Vers cette époque à peu près, un fait assez remarquable nous en est une nouvelle manifestation. Un soir, comme elle reposait dans la chambre de sa mère, étant encore éveillée, une apparition étrange la frappe : Debout, entourée de flammes, une ombre en forme humaine se dessine, enveloppée d'une sorte de voile noir, que sa main ramène sur son visage. La pauvre enfant regardait avec effroi, quand au même moment sou père fit un mouvement dans la chambre, se disposant à passer au lieu où se trouvait l'apparition. Celle-ci sembla se glisser à l'endroit resté libre, au pied du lit de la jeune fille, qui, de plus en plus saisie, demanda à ses parents s'ils ne voyaient rien. Sur leur réponse négative, elle se tut. A ce moment, découvrant son visage empreint d'une profonde tristesse et d'une indéfinissable douleur, l'apparition s'évanouit. C'était un prêtre qu'elle venait de reconnaître. Le lendemain elle confiait le tout à son confesseur, qui lui conseilla de faire beaucoup prier pour le repos de cette âme.

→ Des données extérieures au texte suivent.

PR #1476, opened 2016-04-30
Extended sync-fork.sh for better behaviour

sbts:
[ci skip]

### DIFF
--- a/utils/devel/sync-fork.sh
+++ b/utils/devel/sync-fork.sh
@@ -46,6 +46,14 @@ fi
 
 CurrentBranch=`git rev-parse --abbrev-ref HEAD`
 
+# using stash create may cause issues if we fail during the other git operations, 
+# as when we re-run this script we won't know what the stashID is 
+# so won't be able to revert to the original state of the repo
+# at least if we use "stash save --all" a manual pop would be enough to restore state
+#stash=`git stash create`
+unset stash
+git stash save --all "automatic stash while running 'sync-fork.sh'"
+
 git checkout master || Error "Checking out Master."
 
 git fetch upstream || Error "Fetching Upstream."
@@ -54,6 +62,7 @@ git merge upstream/master || Error "Merging upstream/master with local /master"
 
 git checkout "$CurrentBranch" || Error "Checking out $CurrentBranch."
 
+git stash pop $stash
 
 cat <<EOF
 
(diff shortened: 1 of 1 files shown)


utils/devel/sync-fork.sh
```diff
@@ -42,14 +44,15 @@ if ! [[ $AvailableRemotes =~ $Upstream ]]; then
...
 
-git fetch upstream || Error "Fetching Upstream."
-
+CurrentBranch=`git rev-parse --abbrev-ref HEAD`
 
 git checkout master || Error "Checking out Master."
 
+git fetch upstream || Error "Fetching Upstream."
 
 git merge upstream/master || Error "Merging upstream/master with local /master"
```
ehuelsmann: @sbts I think this merges into the active branch, not into the master branch, right?

sbts: Hi Erik,
    
    Well sort of.
    It merges into the active branch, but as we start out by checking
    out master, it effectively merges into master.
    
    We then checkout the original active branch and warn the user that
    they will need to do a merge.
    We can't really do the merge on the active branch automatically as
    it's difficult / impossible to know what branch they may want to
    base from.
    
    Regards
    David G
    
    On 04/05/16 04:54, Erik Huelsmann
      wrote:
    
    
      In utils/devel/sync-fork.sh:
      >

Heureuse au milieu des siens, dont elle était tendrement chérie, Satan l'y poursuivait malgré tout et ne lâchait pas prise dans l'oeuvre qu'il avait résolu d'entraver. Par des machinations infernales il lui suscita mille embûches, et sa vertu eût sombré bien des fois sans l'assistance de Dieu qui, malgré son apparent délaissement, veillait sur sa future épouse. Sen­tant le danger surgir de tous côtés, Juliette demanda à ses parents de res­ter à demeure chez les Soeurs. Ni le père, ni la mère ne voulurent entendre parler d'une pareille détermination. La mère surtout jetait feu et flammes, quand le beau-père, qui l'aimait comme sa fille, lui dit pour la calmer : « Laissons-la aller un jour ou deux, elle n'y tiendra pas et nous revien­dra. » Le lendemain, la chère enfant se rend chez les Soeurs et à la fin de la journée demande à y rester.

 

A peine entrée dans ce saint asile, la jeune fugitive se trouva si bien dans son élément, que contrairement aux prévisions de son père, elle prit racine dans ce sol béni et y fleurit comme en sa terre natale. Son intelligence se prêtait peu à l'étude, mais en revanche le travail manuel était sa meilleure occupation. Malgré sa grande jeunesse, les bonnes Soeurs remarquant son ascendant sur les enfants et la grande sympathie qu'elle leur inspirait, l'établirent Sous-Maîtresse de la petite classe et de suite on vit tous ces coeurs enfantins se tourner vers elle, heureux de l'appeler leur petite Mère. « C'était une âme d'élite et très privilégiée du Bon Dieu, nous écrit la Soeur qui l'a élevée. Je ne lui ai jamais vu faire la plus petite faute et je crois qu'elle avait conservé son innocence baptismale. Elle était un modèle d'édification pour ses compagnes. Pieuse, bonne, obligeante pour tout le monde, cherchant toujours à faire ce qui répugnait le plus à la nature, excusant les coupables et s'offrant à faire la pénitence qui leur était imposée ; aussi elle était non seulement aimée mais respectée de toutes les élèves. »

 

Ses relations avec les religieuses n'en furent que plus fréquentes, et celles-ci admiraient en silence l'oeuvre mystérieuse et cachée qu'elles entrevoyaient plutôt par intuition que par les confidences de leur élève, qui gardait pour elle seule le secret des souffrances sanctifiantes qui la faisaient chaque jour grandir à son insu.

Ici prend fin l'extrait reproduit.